Height of a stable droplet on a perfectly wetting surface

[haruspex]

I think you are going to have to set up and. solve the differential force balance on the surface (Young Laplace equation) in cylindrical coordinates and solve this in conjunction with the hydrostatic equilibrium equation within the drop. I would work in terms of axial contour length along the drop s ($ds=\sqrt{(dr)^2+(dz)^2}$) and the contour angle $\phi(s)$.

All of which I attempted in post #44. I would appreciate your reviewing it.

 

[Chestermiller]

All of which I attempted in post #44. I would appreciate your reviewing it.

Oops. Sorry, I missed that. I assume that a prime' represents differentiation with respect to contour length s, right?

 

[haruspex]

Oops. Sorry, I missed that. I assume that a prime' represents differentiation with respect to contour length s, right?

Yes.

 

[TSny]

The profile of a hanging drop can be described by some function $r(z)$ where $r$ and $z$ are as shown

A differential equation for $r(z)$ is $$\frac{r’’}{\left(1 + r’^2 \right)^{3/2}} - \frac{r'}{r\sqrt{1+r’^2}} = z - \frac{2}{R_0}$$ See this link under the section "Axisymmetric equations".

This equation assumes that distances are measured in units of the “capillary length” $\large \sqrt{\frac{\alpha}{g \Delta \rho}}$. Here $\alpha$ is the surface tension of the liquid and $\Delta \rho$ is the difference between the density of the liquid and the density of the surrounding medium. Assuming air is the surrounding medium, then $\Delta \rho$ can be taken to be the density of the liquid for all practical purposes. For water, the capillary length at room temperature is about 3 mm.

The parameter $R_0$ in the differential equation is the radius of curvature of the drop at the lowest point $z = 0$, measured in units of capillary length.

I used Mathematica to numerically solve the differential equation for specified values of $R_0$ and for a contact angle at the top of approximately zero degrees. Here are some results for $R_0$ decreasing from 3 to 0.5. The plots are labeled by the value of $R_0$ and the total volume $V$ of the drop (in units of capillary length cubed). The value $R_0 = 0.785$ corresponds to the case where the profile just achieves verticality (at about $z = 1.5$).

Note that as $R_0$ decreases from 3 to about 1.25, the volume increases. This is what we would expect as the drop accumulates more liquid. However, as $R_0$ continues to decrease from 1.25 to about 0.7, $V$ decreases. So, we have a local maximum of $V \approx 14$ near $R_0 = 1.25$. For water, this volume is $V \approx (14)(3 \, mm)^3 \approx 0.4$ cm³. My interpretation of this is that once the drop accumulates enough liquid for the volume to become about 14, there are no nearby equilibrium profile shapes that have greater volume. I think this implies that the drop must begin to “drip” at this point as it accumulates more liquid. The profiles shown for $R_0$ greater than 1.25 are equilibrium profiles, but they can’t be obtained by starting with $R_0 < 1.25$ and letting the drop slowly accumulate more liquid.
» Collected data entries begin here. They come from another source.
PR #200, opened 2026-09-02
docs-site: light theme palette + toggle, reflow KeyLifecycle for mobile

### LINKED ISSUE #114: docs-site: light palette + theme toggle (site is dark-only; diagrams are already token-driven)
Found while verifying #89's diagrams "in light and dark": the docs site is dark-only by design — `docs-site/src/components/ThemeProvider.astro` forces `data-theme="dark"`, `ThemeSelect.astro` renders nothing, and `src/styles/tokens.css` defines a single (dark) `--fg-*` palette. There is no light rendering to verify or support today.

If a light theme is ever wanted:
- Add light values for the `--fg-*` tokens under `[data-theme='light']` (bg scale, borders, text scale; azure/ember can stay).
- Re-enable Starlight's ThemeSelect/ThemeProvider (drop the overrides) and remove the `html { color-scheme: dark }` force in `starlight-theme.css`.
- Verify the landing page (`src/pages/index.astro`, nebula + `mix-blend-mode: screen`) and the aurora orbs in `PageFrame.astro`, which assume a dark ground.
- The architecture diagrams (`SystemDiagram`, `DeployPipeline`, `QuotaChain`, `KeyLifecycle` + `src/styles/diagrams.css`) consume only `--fg-*` tokens and `color-mix()` on them, so they need only a visual pass, not a rewrite.

Not blocking anything; filing so the "light theme" question has a home.

### LINKED ISSUE #115: docs-site: reflow the KeyLifecycle state machine for narrow screens instead of horizontal scroll
`docs-site/src/components/KeyLifecycle.astro` (#89) is an inline SVG with a 640 px minimum width. On a 390 px viewport it stays legible because it scrolls inside its own `.fgd-svg-scroll` container (the page itself never scrolls horizontally, and a "scroll sideways" hint is shown), but a reflowed vertical layout would be nicer on phones.

Options:
- A second, mobile-only SVG variant (states stacked vertically, loops drawn to the side) toggled by a media query — simple but duplicates content.
- Rebuild the state machine in HTML/CSS on the shared `.fgd-*` primitives (`src/styles/diagrams.css`) so it reflows like `SystemDiagram`/`DeployPipeline`; return edges (Suspended → Active) are the hard part.

Keep `role="img"` + `aria-label` and the token-only colours either way.

kolatts:
## Summary

- **#114 — light palette + theme toggle.** `tokens.css` now defines the light
  palette as the `:root` default, with dark values under `[data-theme="dark"]`
  and a `prefers-color-scheme: dark` guard (`:root:not([data-theme="light"])`),
  matching Starlight's own toggle mechanism. Re-enabled Starlight's stock
  `ThemeSelect`/`ThemeProvider` instead of the custom overrides that forced
  `data-theme="dark"` and rendered no picker; removed the `html { color-scheme:
  dark }` force. The four diagram components (`SystemDiagram`, `DeployPipeline`,
  `QuotaChain`, `KeyLifecycle`) are already token-driven per CONVENTIONS.md and
  needed no rewrite — only `tokens.css` plus one component-level fix (see
  below). The landing page (`index.astro`) predates the Starlight layout and
  keeps its own copy of the palette; it now reads the same
  `starlight-theme` `localStorage` key (try/catch-wrapped) so a theme choice
  made on either side of the site carries over.
- **#115 — reflow KeyLifecycle for narrow screens.** `KeyLifecycle.astro` gets
  a second, vertically-stacked SVG variant (states top-to-bottom, the two
  self-transitions collapsed into one "stays Active" annotation box, the
  re-activation edge drawn as a tall curve along the left margin), swapped in
  at `<=640px` via `diagrams.css` in place of the horizontal-scroll container
  and its "scroll sideways" hint. `role="group"` and the screen-reader-only
  long-form description are shared by both variants — no duplicate
  accessible text.

### Contrast work (#114)

`--fg-azure-neon` / `--fg-ember-soft` / `--fg-ember-hot` / `--fg-success` /
`--fg-info` are used as text (headings, links, status badges, SVG diagram
labels) throughout the site. Their dark-tuned bright values read at roughly
1.7–2.6:1 against a light background, so light mode gets darker, WCAG
AA-safe (>=4.5:1) variants of the same hues. `--fg-azure`, `--fg-azure-dim`,
`--fg-azure-hover` (as a button background) and `--fg-ember` stay constant
across themes — their existing contrast already holds. One place pairs a
theme-varying color with a color that intentionally stays constant:
`QuotaChain`'s numbered badge circle (`--fg-azure-dim` background, always a
dark chip) now uses a fixed light text color instead of the now-theme-aware
`--fg-azure-neon`.

### Other light-mode fixes found while verifying #114

- The nebula background art and aurora orbs (`PageFrame.astro`,
  `index.astro`) were designed against a dark ground; new
  `--fg-ambient-nebula-opacity` / `--fg-ambient-orb-opacity` tokens dial them
  back in light mode instead of a redraw.
- `logo-cropped.png` bakes in a silver-gradient wordmark tuned for a
  near-black background — "foundry" was nearly invisible on white. A new
  `--fg-logo-filter` token darkens it in light mode as a stopgap; a proper
  light-mode logo asset is a design task, not a CSS one, so it's not attempted
  here.
- `icons.png`'s dark-stroke line art was unconditionally inverted to white
  (for a dark ground); a new `--fg-icon-invert` token skips the invert in
  light mode.
- Fixed a **pre-existing** mobile horizontal-scroll bug found during
  verification: `.dashboard-wrap`'s glow pseudo-elements bleed ~40px past
  their box by design; added `overflow-x: hidden` on `html, body` to clip it
  at the viewport edge instead of letting it force horizontal scroll on
  narrow screens. Unrelated to theming — the bug predates this PR — but it's
  a one-line fix directly serving this PR's own "no horizontal scroll" gate.

## Verification

- `cd docs-site && npm ci && npm run build` — clean, on this branch rebased
  onto latest `origin/main`.
- Visual pass with the `playwright-cli` skill at 1280px and 390px, in both
  themes, on `/`, `getting-started/why-foundrygate`,
  `architecture/overview`, `architecture/feasibility`, `reference/api`:
  - Legible text in both themes; body text contrast checked against the
    token values (light body text ≈8.5:1 on `--fg-bg-base`).
  - No horizontal page scroll — confirmed via `document.documentElement.
    scrollWidth` vs `window.innerWidth` on all five pages at 390px (all
    390–391px, i.e. no overflow).
  - All four diagram components (`SystemDiagram`, `QuotaChain`,
    `DeployPipeline`, `KeyLifecycle`) read cleanly in light mode at both
    widths.
  - `KeyLifecycle`'s mobile variant renders as a clean vertical stack at
    390px with no sideways scroll, in both themes; the desktop
    horizontal-scroll variant is unchanged above 640px.
  - Starlight's theme `<select>` switches themes, persists to
    `localStorage["starlight-theme"]` across reload, and the landing page
    picks up the same stored preference.
- Screenshots kept in the local scratchpad, not committed.

## Deferred

None — both issues are closed by this PR. The logo/icon CSS filters above are
called out as stopgaps in code comments in case a proper light-mode asset is
wanted later, but nothing is left as an inline TODO; if a light logo variant
is wanted, it belongs in its own design-focused issue.

Closes #114
Closes #115


kolatts:
**APPROVE**

Clean pass. Light palette actually hits the AA numbers it claims, both KeyLifecycle SVGs render correctly, the deleted theme overrides left nothing dangling, and the toggle + landing-page sync genuinely work when driven through the real `<select>` — not just when the tokens are poked directly. Two minor things below worth a look, neither blocks.

---

**Verification**

- `npm ci && npm run build` on `d36455b` — clean, 15 pages, Pagefind index built.
- Screenshotted `/`, `getting-started/why-foundrygate`, `architecture/overview`, `architecture/feasibility`, `reference/api` at 1280/390 in both themes via the actual Starlight `<select>` (not just `dataset.theme`, which desyncs the picker's own label from what it renders — that's a test artifact, not a bug, confirmed by re-testing through `select` + reload).
- Contrast, computed from the literal `tokens.css` hex values (WCAG relative luminance), not eyeballed:
  - `--fg-text-secondary` (body) vs `--fg-bg-base`: **9.49:1** — comfortably past 4.5:1.
  - `--fg-azure-hover` (actual link color via `.sl-markdown-content a`) vs base: **6.01:1**.
  - `--fg-azure-neon` (hero "Automatically." accent, `QuotaChain` badge text) vs base: **5.67:1**.
  - `--fg-ember-soft` / `--fg-ember-hot` / `--fg-success` / `--fg-info`: 4.79–5.12:1, all clear.
  - `--fg-azure` itself sits at **4.33:1** against `--fg-bg-base` (below 4.5) — but it's only ever used as a `background`/`border-color`, never `color`, so it's judged against the 3:1 UI-component bar, which it clears. Worth knowing if anyone reaches for it as text color later.
- No horizontal scroll at 390px on any of the five pages, both themes (`scrollWidth`/`innerWidth` within 1px, matches the PR's own note).
- All four diagrams (`SystemDiagram`, `QuotaChain`, `KeyLifecycle`, `DeployPipeline`) legible in light mode at 1280px; `KeyLifecycle`'s vertical mobile variant renders cleanly at 390px in both themes.
- Both `KeyLifecycle` SVGs are `aria-hidden="true"` unconditionally (not toggled with the CSS visibility swap) — so neither is ever in the a11y tree; the accessible description lives entirely in the shared `<figure role="group" aria-describedby>` text. That's the right call and matches the existing desktop SVG's pattern — nothing to fix.
- No dangling references to the deleted `ThemeSelect.astro`/`ThemeProvider.astro` anywhere (config comment is the only mention).
- Diff is CSS/Astro-component only — no prose/content `.md`/`.mdx` files touched, no CLAUDE.md docs-invariant violations.

---

**Issues**

- **Minor** `docs-site/src/pages/index.astro` line 133–140 (`html, body { height: 100%; ... overflow-x: hidden; }`) — this turns `<body>` into its own internal scroll container instead of the viewport scrolling natively. Confirmed empirically: after `window.scrollTo`/wheel-scroll, `window.scrollY` stays `0` and `document.documentElement.scrollHeight` clamps to the viewport height, while `document.body.scrollTop` is where the real position lives. It's the CSS overflow spec's "if one axis is non-visible, the other computes to `auto`" rule firing on both `html` and `body` at once. Nothing on the page relies on `window.scrollY`/`scrollTo` today and the sticky nav still sticks (verified), so it's invisible right now — but it'll silently break the first `window.scrollTo` back-to-top button, in-page `#anchor` CTA, or browser scroll-to-text/find-in-page restoration someone adds later. Scoping the clip to a wrapper div (or just `body`, not `html`) instead of the document root sidesteps it entirely.
- **Minor** `docs-site/src/pages/index.astro` lines 111–223 — the landing page's token block now duplicates `tokens.css`'s light values, dark values, *and* the `prefers-color-scheme` media query almost line-for-line (~90 lines). That duplication already existed pre-PR for the dark palette; this PR roughly doubles it. Astro allows a plain page to `import '../styles/tokens.css'` the same way Starlight's `customCss` does — worth a follow-up before a third palette tweak drifts the two copies out of sync (this PR didn't drift them, to be clear — just flagging the growing maintenance surface).

---

kolatts:
Thanks — both Minors fixed in 56fb31b.

**1. `overflow-x: hidden` on `html, body`** — moved off both entirely. Added a `.page-clip` wrapper scoped to `<main>` only (that's where the actual overflow originates — `.dashboard-wrap`'s glow pseudo-elements bleeding ~40px past their box), leaving `<nav>` and `<footer>` outside it. `<nav>` is `position: sticky`, and putting it inside *any* element with non-default overflow breaks its stickiness (confirmed empirically — nav stopped pinning at the top when the wrapper included it). Re-verified: `window.scrollY` updates correctly on scroll, `document.body.scrollTop` stays `0` (html is the scroll container again, not body), sticky nav still pins after scrolling 800px, and `scrollWidth === innerWidth` at 390px on `/` in both themes.

**2. Duplicated token block** — split `tokens.css` into `palette.css` (just the `--fg-*` variables: light default, `[data-theme='dark']`, and the `prefers-color-scheme` media query) and a slimmed-down `tokens.css` (the `@fontsource` `@import`s + `@import './palette.css'`, still what Starlight's `customCss` consumes). `index.astro` now does `@import '../styles/palette.css'` instead of copying ~90 lines.

Worth flagging: my first attempt imported `tokens.css` directly (fonts included), which built clean but broke at runtime — pulling the `@fontsource` `@import`s into a second Vite CSS entry point mangled the asset-URL rewriting for the font files (`url("./files/inter-...woff2")` instead of the hashed `_astro/inter-....woff2` path Vite actually emits), 404s across the board. Confirmed via console — 10 failed font requests on `/`. Splitting the palette out from the font imports fixed it: `grep`ed `dist/_astro/*.css` for `files/inter`/`files/monaspace` afterward, zero hits, zero console errors on `/` or on a docs page.

Local verification: `npm run build` clean; playwright pass on `/` at 1280px/390px in both themes (screenshots match pre-fix renders pixel-for-pixel where nothing changed); `architecture/overview` sanity-checked for console errors too. Pushed to `claude/docs-site-theme-114-115`; CI now green (`build-test`, `Build Astro site`, `docs-build` all pass).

Here is a video that I made that shows a drop slowly growing on the bottom of a plate until it drips. (The shaking in the video is my hand shaking, not the plate.) Of course, the contact angle between the water and the plate is not zero as we assume in our problem. But, it appears to be pretty small. Does it look like the drop begins to drip when it achieves a shape roughly like that of the diagram for $R_0 = 1.25$? Or is that just wishful thinking on my part? It's not easy to tell when the drip actually begins.